The tutorial below shows how to:
- Install and use Selenium and Python
- Use the new version of headless Chrome
- Find elements on a webpage that appear after invoking JavaScript by clicking on an element
I gathered all of this info while setting up a new project after not using Selenium in years. I hope it helps you get started.
I’m using Python 3.11.4 on macOS for this examples.
Installing Python, Selenium, and Chrome Dependencies
First, install Python using Homebrew. You’ll have to install Homebrew and then use Homebrew to install Python.
Use the command line to install Python after you have installed Homebrew.
Run brew install python
This should install Python and Python’s package manager pip. Homebrew will create symlinks for python3
and pip3
in /user/local/bin
that point to the Python 3.11.4 Homebrew Cellar.
Second, we need to install the following dependencies:
- Chrome – The browser
- Selenium WebDriver – Language specific binding to control the browser
- ChromeDriver – The Chrome specific driver to be used by Selenium WebDriver
Download and install the Chrome browser or check the version of your installed browser by launching Chrome, clicking “Chrome” in the menu bar and then clicking “About Google Chrome.”
Update your Chrome browser if it’s already installed.
I’m using Chrome Version: 114.0.5735.198 (Official Build) (x86_64).
Next, install Selenium WebDriver using the command line.
Run pip3 install -U selenium
This should install Selenium WebDriver and related dependencies.
Finally, install the ChromeDriver executable by downloading it from here. I downloaded version 114.0.5735.90 as that version most closely matched my browser version. And, because I’m still using an older Intel-based Mac, I downloaded the mac64 version. Be sure to download the version of ChromeDriver that best matches your browser and is for your operating system and architecture.
After you download the ChromeDriver executable, you need to move the executable file to a place in your PATH
so it can be found when using the WebDriver in your Python script.

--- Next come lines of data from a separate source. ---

PR #216, opened 2026-06-29
Improve parallelism by solving most difficult deals first

tameware:
```
$ time ./benchmark.sh --branch opus-two-percent --branch opus-improve-parallelism --repeats 5 --max-deals 10000
Building dtest from 'opus-two-percent'...
Building dtest from 'opus-improve-parallelism'...
Restoring 'benchmark'...
DDS dtest benchmark
===================
branch:      branch 'opus-two-percent' (/var/folders/12/xtx6dlwd0mdcxkspvmsszsrc0000gn/T//dds-dtest-branch.Cf0Cly)
compare:     branch 'opus-improve-parallelism' (/var/folders/12/xtx6dlwd0mdcxkspvmsszsrc0000gn/T//dds-dtest-compare.gwQNLJ)
details:     off (summary only)
run order:   interleaved branch, compare
epsilon:     0.5%
hands dir:   /Users/adamw/src/dds/hands
max_deals:   10000
files:       list10000.txt list1000.txt list100.txt list10.txt list1.txt
git branch:  benchmark
repeats:     5


Summary (avg user ms)
==============================================================================
solver file          opus-improve opus-two-per cmp/branch note
------ ------------- ------------ ------------ ---------- ---------------
solve  list10000.txt         2.67         2.63      1.01x opus-two-percent faster
solve  list1000.txt          2.12         2.09      1.01x opus-two-percent faster
solve  list100.txt           2.06         2.05      1.00x equal
solve  list10.txt            4.20         4.30      0.98x opus-improve-parallelism faster
solve  list1.txt            12.00        12.00      1.00x equal
calc   list10000.txt         9.68        10.25      0.94x opus-improve-parallelism faster
calc   list1000.txt          9.63        10.64      0.91x opus-improve-parallelism faster
calc   list100.txt           8.22         8.70      0.95x opus-improve-parallelism faster
calc   list10.txt           14.44        14.38      1.00x equal
calc   list1.txt            38.20        38.00      1.01x opus-two-percent faster
------ ------------- ------------ ------------ ---------- ---------------
TOTAL  elapsed (s)         684.60       716.16      0.96x opus-improve-parallelism faster

Completed 100 runs (100 expected).
```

Using the command line, you can check your PATH
.
Run echo $PATH
I moved the chromedriver executable to /usr/local/bin/
Using WebDriver with Python in Headless Mode
Now let’s use Selenium and Python in a sample script that uses headless mode and JavaScript to list film titles at https://www.scrapethissite.com/pages/ajax-javascript/.
To understand what the script below is doing, you can manually browse to the link above, click on the year 2015, and see a list of films appear.
To script this in Python, open an editor and paste in the following code:
from selenium import webdriver
from selenium.webdriver.chrome.options import Options
from selenium.webdriver.common.by import By
from selenium.webdriver.support.wait import WebDriverWait
from selenium.webdriver.support import expected_conditions as EC
# instance of Options class allows
# us to configure Headless Chrome
options = Options()
# this parameter tells Chrome that
# it should be run without UI (Headless)
options.add_argument('--headless=new')
# initializing webdriver for Chrome with our options
driver = webdriver.Chrome(options=options)
try:
driver.get('https://www.scrapethissite.com/pages/ajax-javascript/')
print("Page URL:", driver.current_url)
print("Page Title:", driver.title)
# click on 2015 for movie list of films
driver.find_element(By.ID, '2015').click()
film_titles = WebDriverWait(driver, 5).until(
EC.presence_of_all_elements_located((By.CLASS_NAME, 'film-title')))
for film_title in film_titles:
print(film_title.text)
except Exception as e:
print("Exception occurred " + repr(e))
finally:
driver.close()
Running this Python script from the command line should print the page URL, page title, and the list of films that you saw when manually browsing the site.
The script uses the Selenium WebDriverWait
method to poll for the existence of the film list with a five-second maximum timeout. This is more efficient than hardcoded sleep calls that take the full amount of sleep time.
In the code above, you’ll notice the headless argument given to the ChomeOptions is '--headless=new’
.
Headless and Headful Codebases Unified
This invokes the new version of headless Chrome that was announced earlier this year. Headless Chrome used to be a separate implementation from the headful implementation. This sometimes led to inconsistencies in test results when using Selenium for application testing. Now the headless and headful codebases are unified. Currently, if you only use the '--headless'
argument, you’ll be using the old headless implementation.